EXERCISE INSTRUCTIONS:
Restate each record exactly as it was written.

(MATERIAL SHOWN Opens)

PR #419, opened 2017-08-30
add server test using mocha

JayChl:
- Enable server test for travis and appveyor
- Add some push test cases


server/push/test/test-push.js
```diff
@@ -0,0 +1,100 @@
...
+// Unless required by applicable law or agreed to in writing, software
+// distributed under the License is distributed on an "AS IS" BASIS,
+// WITHOUT WARRANTIES OR CONDITIONS OF ANY KIND, either express or implied.
+// See the License for the specific language governing permissions and
+// limitations under the License.
+
+import assert from 'assert';
+import {describe, it} from 'mocha';
+import * as pushSender from '../controller/send_push';
+
```
romandev: Please remove unnecessary line :)

server/push/test/test-push.js
```diff
@@ -0,0 +1,100 @@
...
+
+console.log('Welcome Absolute Push Test');
```
romandev: Isn't it better to remove this console log?

server/push/test/test-push.js
```diff
@@ -0,0 +1,100 @@
+// Copyright (c) 2017 The Absolute Authors.
```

(MATERIAL SHOWN Closes)

WRITTEN ANSWER:
PR #419, opened 2017-08-30
add server test using mocha

JayChl:
- Enable server test for travis and appveyor
- Add some push test cases


server/push/test/test-push.js
```diff
@@ -0,0 +1,100 @@
...
+// Unless required by applicable law or agreed to in writing, software
+// distributed under the License is distributed on an "AS IS" BASIS,
+// WITHOUT WARRANTIES OR CONDITIONS OF ANY KIND, either express or implied.
+// See the License for the specific language governing permissions and
+// limitations under the License.
+
+import assert from 'assert';
+import {describe, it} from 'mocha';
+import * as pushSender from '../controller/send_push';
+
```
romandev: Please remove unnecessary line :)

server/push/test/test-push.js
```diff
@@ -0,0 +1,100 @@
...
+
+console.log('Welcome Absolute Push Test');
```
romandev: Isn't it better to remove this console log?

server/push/test/test-push.js
```diff
@@ -0,0 +1,100 @@
+// Copyright (c) 2017 The Absolute Authors.
```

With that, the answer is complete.